BRIEF
Your task is to return the span of lines beginning at the one with "fixing the otg_test" and ending at the last line of the data, exactly as it stands.

GIVEN MATERIAL
**********

PR #1931, opened 2023-07-22
fixing the otg_test cases my_station_mac_test.go

abhijit-dhar:
The test case "feature/experimental/interface/my_station_mac/otg_tests/my_station_mac_test/my_station_mac_test.go" was failing with cisco vxr dut.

**********

ANSWER TO THIS EXERCISE
fixing the otg_test cases my_station_mac_test.go

abhijit-dhar:
The test case "feature/experimental/interface/my_station_mac/otg_tests/my_station_mac_test/my_station_mac_test.go" was failing with cisco vxr dut.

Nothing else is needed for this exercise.